- WHAT THE TASK ASKS: Which lines in the records below include the word "like"? Report each of them in full.

BEGIN

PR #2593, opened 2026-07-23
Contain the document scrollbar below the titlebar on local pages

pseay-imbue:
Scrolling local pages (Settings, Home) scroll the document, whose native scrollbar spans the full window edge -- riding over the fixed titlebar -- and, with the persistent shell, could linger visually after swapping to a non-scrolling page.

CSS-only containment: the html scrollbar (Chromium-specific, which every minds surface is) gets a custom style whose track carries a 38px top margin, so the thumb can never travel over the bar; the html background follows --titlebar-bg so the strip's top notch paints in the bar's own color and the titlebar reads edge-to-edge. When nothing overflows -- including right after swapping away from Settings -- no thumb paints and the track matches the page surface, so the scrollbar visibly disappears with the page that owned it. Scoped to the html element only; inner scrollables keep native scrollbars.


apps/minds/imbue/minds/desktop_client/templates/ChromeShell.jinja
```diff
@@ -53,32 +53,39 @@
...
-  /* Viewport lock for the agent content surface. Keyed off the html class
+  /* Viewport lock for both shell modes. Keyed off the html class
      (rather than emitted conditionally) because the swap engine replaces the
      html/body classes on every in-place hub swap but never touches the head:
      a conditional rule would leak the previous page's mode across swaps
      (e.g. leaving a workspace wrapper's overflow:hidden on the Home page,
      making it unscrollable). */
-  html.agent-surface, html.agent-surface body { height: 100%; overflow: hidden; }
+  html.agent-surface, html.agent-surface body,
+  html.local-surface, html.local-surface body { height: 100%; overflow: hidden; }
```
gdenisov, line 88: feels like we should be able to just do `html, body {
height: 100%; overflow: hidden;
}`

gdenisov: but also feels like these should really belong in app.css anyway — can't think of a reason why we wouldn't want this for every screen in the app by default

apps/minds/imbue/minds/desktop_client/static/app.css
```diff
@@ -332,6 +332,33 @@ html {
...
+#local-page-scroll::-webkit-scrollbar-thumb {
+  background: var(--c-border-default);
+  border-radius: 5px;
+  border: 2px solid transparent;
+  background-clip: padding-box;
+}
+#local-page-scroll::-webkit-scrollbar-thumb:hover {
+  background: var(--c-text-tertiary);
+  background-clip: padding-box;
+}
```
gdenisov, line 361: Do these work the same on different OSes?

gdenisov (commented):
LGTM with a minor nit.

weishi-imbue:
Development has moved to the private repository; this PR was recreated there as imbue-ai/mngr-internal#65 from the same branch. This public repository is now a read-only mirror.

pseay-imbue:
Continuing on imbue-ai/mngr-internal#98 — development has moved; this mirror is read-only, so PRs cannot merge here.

END

- TASK SOLUTION:
gdenisov, line 88: feels like we should be able to just do `html, body {
gdenisov: but also feels like these should really belong in app.css anyway — can't think of a reason why we wouldn't want this for every screen in the app by default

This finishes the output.